This breaks when your indices wrap around the integer limit. I'm not saying this can't be worked around but you end up with something much more complicated than just head==tail. It's a memory/runtime trade-off that I think is worth wasting one slot for.
If bufsize is a power of 2, doing the modulo would be exactly the same as just using a smaller integer type (like 8 bits on a microcontroller). What we want is the integer wraparound to never coincide with the buffer position wrapping. For that we would need a size that has some other factor than 2, and thus a "real" modulo operation in the indexing (which is slow).
Or is there an error in my thinking?
edit:
Duh, I understand now. If the counter has at least twice the range as the buffer size, the subtraction will always give the correct number of elements used. Power of 2 or not doesn't matter.
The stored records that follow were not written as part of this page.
PR #539, opened 2019-01-29
Add CA cert to keystore so keytool can establish CA trust

simonhardingforgerock:
Sorry about the lack for Jira for this :)

As the comment a the top of this script states, this script doesn't quite work. It fails with:
`keytool error: java.lang.Exception: Failed to establish chain from reply`

This PR fixes the script by adding the CA cert to the keystore, allowing keytool to establish CA trust.

### DIFF
--- a/docker/ds/bootstrap/create-keystores.sh
+++ b/docker/ds/bootstrap/create-keystores.sh
@@ -48,6 +48,17 @@ create_keystores()
             -dname "$SSL_CERT_CN" \
             -keypass:file $KEYSTORE_PIN
 
+   echo "CA_CERT is $CA_CERT"
+
+    keytool -import \
+            -alias ${CA_CERT_ALIAS} \
+            -trustcacerts \
+            -noprompt \
+            -deststorepass:file ${KEYSTORE_PIN} \
+            -destkeystore ${SSL_KEYSTORE} \
+            -file ${CA_CERT} \
+            -srcstorepass:file ${KEYSTORE_PIN}
+
     keytool -keystore $SSL_KEYSTORE \
             -storetype PKCS12 \
             -storepass:file $KEYSTORE_PIN \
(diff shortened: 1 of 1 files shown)


dgoldssfo:
@simonhardingforgerock When you created the PR, did the template come up?

simonhardingforgerock:
> @simonhardingforgerock When you created the PR, did the template come up?

Yes it did. I was just being lazy and not doing the Jira. See #cloud-deployment in slack.

dgoldssfo:
No Jira is fine, just put n/a or something in the field that asks for it. But it's really helpful for me to have the information about whether any doc changes are needed, and it's helpful for the team to know whether the fix should be backported to the release branch.

simonhardingforgerock:
> No Jira is fine, just put n/a or something in the field that asks for it. But it's really helpful for me to have the information about whether any doc changes are needed, and it's helpful for the team to know whether the fix should be backported to the release branch.

Ok no probs David, I'll elaborate:
- This PR fixes the create-keystores.sh script for DS.
- The purpose of the script is to create a CA and SSL certs that are signed by that CA for use with DS. If you want to replace the default secrets in the charts then it really helps to run this script, as the charts don't work without all of the secrets in place, even if you are not using SSL in the back end.
- This script as far as I know is undocumented. In general, I don't think there is any documentation on how to go into production without using the default secrets (although I know there are several people looking at different approaches to take here).
- It was useful to me as a customer of ForgeOPS 6.5 (Open Banking) to use a fixed version of this script initially, so I think it would be worth back porting.

dgoldssfo:
Thanks, Simon!

I don't mean to be a pain, but at this point in forgeops history, the docs team has to read every line of every PR to assess whether a doc change is needed. That's not always as easy to do as you might think. So we instituted the template so that PR submitters can lend a hand when they change the code base.

PR #543, opened 2019-01-30
Updates end-user-ui port to run on 8080 instead of 8888

jakefeasel:
Using 8888 was causing some annoying conflicts with skaffold and the example oauth2 clients. It's just easier to have the end-user-ui use 8080 like most of our other web apps.

### DIFF
--- a/docker/end-user-ui/Dockerfile
+++ b/docker/end-user-ui/Dockerfile
@@ -13,6 +13,6 @@ RUN git checkout 6.5.0 && npm install && npm run build
 
 WORKDIR /tmp/end-user-ui/dist
 
-EXPOSE 8888
+EXPOSE 8080
 
-CMD ["http-server", "-p", "8888"]
+CMD ["http-server", "-p", "8080"]
--- a/helm/end-user-ui/templates/deployment.yaml
+++ b/helm/end-user-ui/templates/deployment.yaml
@@ -25,7 +25,7 @@ spec:
           imagePullPolicy: {{ .Values.image.pullPolicy }}
           ports:
             - name: http
-              containerPort: 8888
+              containerPort: {{ .Values.service.internalPort }}
               protocol: TCP
           livenessProbe:
             httpGet:
--- a/helm/end-user-ui/values.yaml
+++ b/helm/end-user-ui/values.yaml
@@ -19,7 +19,7 @@ service:
   name: end-user-ui
   type: ClusterIP
   externalPort: 80
-  internalPort: 8888
+  internalPort: 8080
 
 
 ingress:


docker/end-user-ui/Dockerfile
```diff
@@ -15,4 +15,4 @@ WORKDIR /tmp/end-user-ui/dist
 
 EXPOSE 8888
 
-CMD ["http-server", "-p", "8888"]
+CMD ["http-server", "-p", "8080"]
```
markcraig: 8080 is fine with me... but what about the IG welcome page currently on localhost:8080?

Here's what I get after the `skaffold dev` step in <https://github.com/ForgeRock/forgeops-init/tree/master/6.5/oauth2/development>:

```
$ lsof -i :8080
COMMAND  PID USER   FD   TYPE DEVICE SIZE/OFF NODE NAME
kubectl 9822 mark    6u  IPv6 125886      0t0  TCP ip6-localhost:http-alt (LISTEN)
kubectl 9822 mark    7u  IPv4 125887      0t0  TCP localhost:http-alt (LISTEN)
$ curl http://localhost:8080
...
<html xmlns="http://www.w3.org/1999/xhtml" xml:lang="en" lang="en">
<head>
<title>IG 6.5.0 Welcome Page</title>
<link rel="shortcut icon" href="http://forgerock.com/favicon.ico" />
...
<p>
Welcome to Identity Gateway 6.5.0 (IG).
</p>

<p>
Now that you have successfully installed IG,
read the <a target="_blank" href="https://backstage.forgerock.com/docs/ig/6.5">documentation</a>
to learn how to configure IG for your use.
</p>

<p><span class="copyright">Copyright 2014-2018 ForgeRock AS.</span></p>
</body>
</html>
```
I don't see any value in exposing that page, and <http://localhost:8080/openig/studio> returns 404 at present.

My feeling is that we should only expose IG's UI if we can use it to edit routes, and that IG should have its own FQDN if we do expose it.

docker/end-user-ui/Dockerfile
```diff
@@ -15,4 +15,4 @@ WORKDIR /tmp/end-user-ui/dist
 
 EXPOSE 8888
```
markcraig: Sorry for my ignorance of these things, but why not change this line as well?

jakefeasel:
> is the UI eventually exposed via the ingress? We will need to create a path route
> 
> /ui, or some such thing

@wstrange  in my other PR (https://github.com/ForgeRock/forgeops/pull/554) I have done that. It's /enduser

docker/end-user-ui/Dockerfile
jakefeasel: The reason it's exposed at all is likely due to skaffold's port-forwarding. Given that isn't something we expect people to run in production, it shouldn't really be an issue.

docker/end-user-ui/Dockerfile
jakefeasel: Good catch. Doesn't seem to matter, but still - clearly it's wrong, as is.

PR #548, opened 2019-02-01
Updates to fix smoke test for istio changes...

wstrange:
- Remove reference to setup.sh script in README 
- update M and idm istio set to set a load balancer cookie
- Add an istio virtual service for the web/ chart
- Update the smoke configuration common.yaml

No doc changes required

### DIFF
--- a/helm/README.md
+++ b/helm/README.md
@@ -2,13 +2,14 @@
 
 ## Setup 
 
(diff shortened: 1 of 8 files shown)


markg58:
General comment:  Probably need to change this message "NOTES:
OpenIDM should be available soon at the ingress address of https://markg-gke.iam.forgeops.com/admin" if istio is now enabled by default.

PR #1890, opened 2016-10-05
Added sbus fakerator for simulating SBUS transmitters on your laptop.

podhrmic:
Useful for HITL testing.

### DIFF
--- a/sw/tools/sbus_fakerator/sbus_fakerator
+++ b/sw/tools/sbus_fakerator/sbus_fakerator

Not having to do the subtraction could still give a performance benefit, and if the buffer elements aren't very large, one wasted slot is worth the tradeoff.
Like for any algorithm choice, the optimal choice depends on the context.
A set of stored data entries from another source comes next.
PR #1893, opened 2016-10-08
Coverity fixes from the latest build

podhrmic:
See https://scan.coverity.com/projects/paparazzi-paparazzi for details of the defects. 
Mostly out-of-bounds access

### DIFF
--- a/sw/airborne/modules/display/max7456.c
+++ b/sw/airborne/modules/display/max7456.c
@@ -400,7 +400,9 @@ static bool _osd_sprintf(char *buffer, char *string, float value)
   if (frac_nb > 3) {
     frac_nb = 3;       // Bound value.
   }
-  y = (sizeof(to_asc) - 2); // Point y to the end of the array.
+  // Point y to one before the end of the array
+  // Because we will increment it with frac_nb-1, so pointing it to the end would result in overflow
+  y = (sizeof(to_asc) - 2);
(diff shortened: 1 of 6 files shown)


sw/airborne/modules/hott/hott_eam.h
```diff
@@ -100,7 +100,7 @@ struct HOTT_EAM_MSG {
 
   uint16_t batt2_voltage;      //#23 #24 battery 2 voltage 0.02V steps
 
-  int8_t temp1;                //#25 Temperature sensor 1. 0�=20, 26�=46
+  int8_t temp1;                //#25 Temperature sensor 1. 0�=20, 26�=46
```
flixr: Please keep utf8 encoding here...

sw/airborne/modules/display/max7456.c
```diff
@@ -396,7 +400,7 @@ static bool _osd_sprintf(char *buffer, char *string, float value)
   if (frac_nb > 3) {
     frac_nb = 3;       // Bound value.
   }
-  y = (sizeof(to_asc) - 1); // Point y to the end of the array.
+  y = (sizeof(to_asc) - 2); // Point y to the end of the array.
```
flixr: not sure about this here... now it doesn't point to the last element of the array anymore...
if this is intended, the comment should be updated...

PR #1894, opened 2016-10-10
[gps_ubx] cast 1234 to correct type instead of 134

dewagter:
After using some of the generated code in an 8-bit micro-controller [which gave total garbage as result], a small issue was found in the UBX_GPS paring. This **probably** does not affect 32bit microcontrollers in most cases, but here is a fix just in case (if anyone else would run it on 8bit).

Any reason behind this? Since it is at 3 places it almost looks like done on purpose.


gautierhattenberger:
I suspect copy-paste to be the main culprit here

PR #1898, opened 2016-10-12
[uart_drop] rename for uniformity: module name='switch' type='uart'

dewagter:
I wanted to rename ```servo_switch``` to ```switch_servo``` as well for uniformity but that might break many airframe files. Can you advise on if this is a good idea or not.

On a desktop/laptop computer, wasting a queue slot matters very little, but it may be useful to achieve the maximum speed, so this method does not seem preferable.
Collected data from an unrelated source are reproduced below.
PR #1900, opened 2016-10-12
[flightplan] add pre and post calls at stage level

gautierhattenberger:
this can help for issues like #1882

### DIFF
--- a/conf/flight_plans/flight_plan.dtd
+++ b/conf/flight_plans/flight_plan.dtd
@@ -159,6 +159,8 @@ height CDATA #IMPLIED
 throttle CDATA #IMPLIED
 climb CDATA #IMPLIED
 pitch CDATA #IMPLIED
+pre_call CDATA #IMPLIED
+post_call CDATA #IMPLIED
 until CDATA #REQUIRED>
 
 <!ATTLIST attitude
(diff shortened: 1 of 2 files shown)


gautierhattenberger:
Should I merge this already ?

There is still something not consistent with the current generator when the `until` attribute is used. Some instructions are checking the condition at the beginning (like a `while` loop), while others are testing it after calling nav functions (like a `do ... while` loop). I didn't change the behavior for now. But what would be the best choice ?

flixr:
I don't quite understand what this has to do with the `until` attribute, can you elaborate (e.g with some examples)?

gautierhattenberger:
If you have `<attitude ... until="some_condition"/>`, it will generate
```
if (some_condition) NextStageAndBreak();
NavAttitude(...)
break;
```
But if you do `<circle ... until="some_condition"/>`, you will have
```
NavCircle(...)
if (some_condition) NextStageAndBreak();
break;
```
So, in the first case, if the condition is not true, the nav instruction will not be called, while with the second case, nav instructions are called at least once before changing stage.
This is indeed not related to the current issue, but I just realized it, so I'm wondering if something should be done for this.
For the first case, `heading`, `attitude`, `manual` are concerned. For the second, it's `go`, `stay`, `circle`, `eight`, `oval` and `survey`.

flixr:
Ok. Then I would say we merge this as it is... and make a new issue/PR for consistent `until` usage...

PR #1901, opened 2016-10-12
[bebop] new 3.9.0 firmware from parrot tested OK

dewagter:


sw/tools/parrot/bebop.py
```diff
@@ -125,8 +125,8 @@ def bebop_status():
     #check firmware version
     v = parrot_utils.check_version(tn, '').strip()
     print("Checking Bebop firmware version... " + v )
-    if ((v < '3.2.0') or (v > '3.4.0-RC2')):
-        print("Error: please upgrade your Bebop firmware to version between 3.2.0 and 3.4.0!")
+    if ((v < '3.2.0') or (v > '3.9.0')):
```
flixr: This won't work anymore as soon as a version with two digits e.g. 3.10.x is out...
See previous discussion in #1828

On the other hand, in many microcontroller applications there is no other read/write RAM, but a few kilobytes of internal MCU RAM. So the amount of used RAM may be the most important resource and there may be many FIFO queues for various peripheral interfaces.
For such MCU applications, it is valuable to be aware of this alternative FIFO queue implementation, as it may be the best choice.
It took me a bit to understand how tcp seqnums work in case of wraparound, but the trick is exactly that: everything works fine as long as you have less than 2*31 unack'd bytes.
Right, you resolve the ambiguity of the wraparound because we know that logically the read_idx (which I guess is better called pop_idx) can never exceed the write_idx. It does fail if bufsize equals 2^w where w is the width of your index type, but eh, that's fair enough. You still 'waste' a slot but it's in the address space rather than physically.